One 97 Communications Ltd, the operator of one of India’s largest digital payments provider Paytm, cannot use proceeds of its mega initial public offering (IPO) for the proposed repurchase of its own shares, as regulations prevent any company from using IPO proceeds for a share buyback, sources said, adding that the firm will use its strong liquidity for the purpose.
The company’s board is scheduled to meet on December 13 to consider a share buyback proposal.
“The management believes that given the company’s prevailing liquidity or financial position, a buyback may be beneficial for our shareholders,” it had stated in an exchange filing on Thursday.
Paytm has a liquidity of Rs 9,182 crore, as per the company’s last earnings report.
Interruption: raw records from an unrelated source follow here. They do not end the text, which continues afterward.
PR #483, opened 2023-03-01
Default markdown template

SmileyChris:
# Description
Provides a default markdown template.

Towncrier will use this as the default template if the configured `filename` ends with `.md`. For any other filename, `default.rst` will continue to be used. For example:
```toml
filename = "CHANGES.md"
```

This is a simplification of earlier work in #439.

## Changes to `load.py`
In `load.py`, the Config dataclass now has defaults, rather than them being dispersed elsewhere in logic.

The `parse_toml` function has been reorganized for clarity (keeping the same functionality).

## Better configuration docs
The documentation for configuration settings was rewritten for completeness, better accuracy of defaults, and missing features.

It also better highlights different required settings for python vs non-python projects.

## Reference style link support
The only thing different in the markdown default template than the restructured text one is the ability to use markdown reference style links if the config is set to `issue_format = "[{issue}]: https://<bug tracker>/{issue}"`.

For example, with `issue_format = "[{issue}]: https://github.com/twisted/towncrier/issues/{issue}"`:

```markdown
...
### Features

- Foo added. ([2], [9], [72])
- More stuff ([3])
- Stuff! ([4])

[2]: https://github.com/twisted/towncrier/issues/2
[3]: https://github.com/twisted/towncrier/issues/3
[4]: https://github.com/twisted/towncrier/issues/4
[9]: https://github.com/twisted/towncrier/issues/9
[72]: https://github.com/twisted/towncrier/issues/72
```

This is why there's a new `issues_by_category` template context variable built and passed to the template.

# Checklist

### DIFF
--- a/docs/configuration.rst
+++ b/docs/configuration.rst
@@ -34,22 +34,24 @@ Top level keys
 ~~~~~~~~~~~~~~
 
 ``name``
-    The name of your project. If empty and the ``package`` key is provided, the name will be automatically determined.
+    The name of your project.
+
+    For Python projects that provide a ``package`` key, if left empty then the name will be automatically determined.
 
     ``""`` by default.
 
 ``version``
     The version of your project.
 
-    Python projects that provide the ``package`` key can have the version to be automatically determined from a ``__version__`` variable in the package's module (or the version if the package is installed).
+    Python projects that provide the ``package`` key can have the version to be automatically determined from a ``__version__`` variable in the package's module.
 
     If not provided or able to be determined, the version must be passed explicitly by the command line argument ``--version``.
 
 ``directory``
     The directory storing your news fragments.
 
-    For Python projects, the default is a ``newsfragments`` directory within the package.
-    For non-Python projects, the default is a ``newsfragments`` directory relative to the configuration file.
+    For Python projects that provide a ``package`` key, the default is a ``newsfragments`` directory within the package.
+    Otherwise the default is a ``newsfragments`` directory relative to the configuration file.
 
 ``filename``
     The filename of your news file.
@@ -121,7 +123,7 @@ Extra top level keys for Python projects
 ``package``
     The Python package name of your project.
 
-    Allows ``version`` to be automatically determined from the Python package version.
+    Allows ``name`` and ``version`` to be automatically determined from the Python package.
     Changes the default ``directory`` to be a ``newsfragments`` directory within this package.
 
 ``package_dir``
--- a/docs/configuration.rst
+++ b/docs/configuration.rst
@@ -43,6 +43,9 @@ Top level keys
   For non-Python projects, the default is a ``newsfragments`` directory relative to the configuration file.
 - **``filename``** -- The filename of your news file.
   ``"NEWS.rst"`` by default.
+- **``template``** -- Path to the template for generating the news file.
+  If the path looks like ``<some.package>:<filename.ext>``, it is interpreted as a template bundled with an installed Python package.
+  ``"towncrier:default.rst"`` by default unless ``filename`` ends with ``.md``, in which case the default is ``"towncrier:default.md"``.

After a much-watched listing late last year, the stock is down 60% in 2022 amid a global tech selloff. Questions are swirling around Paytm’s profitability, competition, and costs related to marketing and employee stock options.
In November last year, Paytm had raised Rs 18,300 crore through an IPO. While the company last month said it would become cash-flow positive in the next 12-18 months, sources indicated the firm is close to cash-flow generation, which will be used for business expansion.
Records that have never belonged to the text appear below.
PR #485, opened 2023-03-11
ci: add 'workflow_dispatch' trigger

umarcor:
# Description

See https://github.blog/changelog/2020-07-06-github-actions-manual-triggers-with-workflow_dispatch/ and https://docs.github.com/en/actions/using-workflows/workflow-syntax-for-github-actions#onworkflow_dispatch.

# Checklist

### DIFF
--- a/src/towncrier/newsfragments/485.misc
+++ b/src/towncrier/newsfragments/485.misc
@@ -1,0 +1,1 @@
+Add workflow_dispatch CI trigger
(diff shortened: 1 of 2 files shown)


src/towncrier/newsfragments/485.misc
```diff
@@ -0,0 +1 @@
+Add workflow_dispatch CI trigger
```
hynek:
```suggestion
```

Misc like these don't need a message (and I believe they aren't rendered either).

hynek (approved):
I wasn't sure we needed this, but I might've _just_ run into a use-case. thanks!

PR #486, opened 2023-03-11
build: if draft, return early

umarcor:
# Description

This is a small change to make the source easier to read. The condition that evaluates `draft` can return early, because there is no content after the else branch. As a result, ~25 lines can be unindented.

# Checklist

### DIFF
--- a/src/towncrier/build.py
+++ b/src/towncrier/build.py
@@ -245,38 +245,39 @@ def __main(
             err=to_err,
         )
         click.echo(content)
-    else:
-        click.echo("Writing to newsfile...", err=to_err)
-        news_file = config.filename
+        return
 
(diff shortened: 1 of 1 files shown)


hynek (changes requested):
The changes look fine, but it needs a newsfragment.

Running `towncrier create -c "" 486.misc` should be fine.

Thanks!

umarcor:
@hynek, done!

hynek:
I've just noticed that #483 is touching the same lines, so I'm gonna hold this back, until it lands soon, because the conflicts should be much easier to fix here than there. (if it gets protracted, we can move this on forward).

hynek (approved):
OK looks like Chris is busy, let's get over with this.

PR #740, opened 2024-07-16
Fetch all historic chart related data with Tanstack

nop33:


apps/desktop-wallet/src/App.tsx
```diff
@@ -207,12 +207,6 @@ const App = () => {
           } catch {
             sendAnalytics({ type: 'error', message: 'Could not sync address data automatically' })
           }
-
-          try {
-            dispatch(syncAddressesAlphHistoricBalances())
-          } catch {
-            sendAnalytics({ type: 'error', message: 'Could not sync alph historic balances automatically' })
-          }
```
nop33, line 215: hell yeah

apps/desktop-wallet/src/features/historicChart/HistoricWorthChart.tsx
```diff
@@ -146,110 +142,6 @@ const HistoricWorthChart = memo(function HistoricWorthChart({
 
 export default HistoricWorthChart
 
-const getFilteredChartData = (chartData: DataPoint[], startingDate: string) => {
-  const startingPoint = chartData.findIndex((point) => point.date === startingDate)
-  return startingPoint > 0 ? chartData.slice(startingPoint) : chartData
-}
-
-const getChartOptions = (
```
nop33, line 154: Moving these 2 functions to their own file

apps/desktop-wallet/src/features/historicChart/useHistoricData.tsx
```diff
@@ -0,0 +1,127 @@
...
+
+type Timestamp = string
+type Amount = string
+
+const useHistoricData = () => {
+  const allAddressHashes = useAppSelector((s) => s.addresses.ids as AddressHash[])
+  const currency = useAppSelector((s) => s.settings.fiatCurrency).toLowerCase()
+
+  const { data: alphPriceHistory, isPending: isPendingAlphPriceHistory } = useQuery({
+    queryKey: [HISTORY_QUERY_KEY, 'price', ALPH.symbol, { currency }],
```
nop33, line 38: This key (and the next one) look like this:

image

I am not sure yet what should go in an object  and what should go plain into the keys array. In the docs I see a lot `{ filter }` being used as an object. I guess it's not very important but I am curious to know pros/cons of the 2 approaches. Just food for thought.

apps/desktop-wallet/src/features/historicChart/useHistoricData.tsx
```diff
@@ -0,0 +1,127 @@
...
+              history.push({
+                date: itemDate,
+                value: price
+              })
+            }
+          }
+        }
+
+        return history
+      })
```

Amid buzz that the company is using IPO funds for the buyback, sources said regulations bar any company from doing so. The proceeds from the IPO can only be used for the specific purpose it is raised for, and that too is monitored.
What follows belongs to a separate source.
PR #745, opened 2024-07-18
Fetch token balances with Tanstack

nop33:
Since our philosophy is to "start from the component and give it what it needs", I created hooks that give the components exactly that. I grouped the hooks based on the data they return. Hooks that return balances (alph balance, token balance, locked balance) are all grouped together. Same for hooks that return tokens info. Or hooks that return price info. I think this makes more sense for the for the devX point of view when writing components. I propose we both experiment coding with this convention and see how it goes. See [these](https://github.com/alephium/alephium-frontend/pull/745#discussion_r1685761390) [comments](https://github.com/alephium/alephium-frontend/pull/745#discussion_r1685761992) for more info.


apps/desktop-wallet/src/api/addressesFungibleTokensInfoDataHooks.tsx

In a recently concluded meeting with analysts, Paytm’s top management highlighted that the company is close to cash-flow generation, which will be used for expansion in the future.
Sources said Paytm in all probability will use its pre-IPO cash reserves for the buyback and will start using the generated cash flow for its expansion in the near future.
The company has so far not provided any details of the buyback and size, and other details are likely to be disclosed after the board meeting.
There is speculation about the buyback being at a price below the IPO price. The law specifically prohibits side deals or negotiated deals for a buyback.
As a thumb rule, a company undertakes a buyback programme when it has surplus cash flow, which is sitting idle, or if its shares are available at a price below intrinsic value, and hence it’s a great time to retire capital.
In Paytm’s case, the buyback programme meets the criteria.
The company during the analyst meeting in Mumbai highlighted that it will be hitting EBITDA breakeven and would attain profitability by the end of September 2023.
It is also planning to grow its lending business via Paytm Postpaid and credit cards.
The fintech company had told analysts it expects payment processing charges, which account for a majority of its expenses, to decrease. On the regulatory side, Paytm said it did not expect any “significant risk” to its payment margins.
Paytm’s recent numbers showed revenue surging by 76 % year on year and losses narrowing by 11% quarter on quarter.
The fintech reported a Rs 2,325 crore loss in 2021-22 and Rs 628 crore loss in the June quarter of 2022-23, which was trimmed to Rs 588 crore in the September quarter. Its Friday closing price on the BSE at Rs 545 is lower than the IPO price of Rs 2,150.
Paytm’s shares have fallen nearly 68% since they started trading on the stock exchange in November last year.
(Additional information has been added to this PTI copy for context.)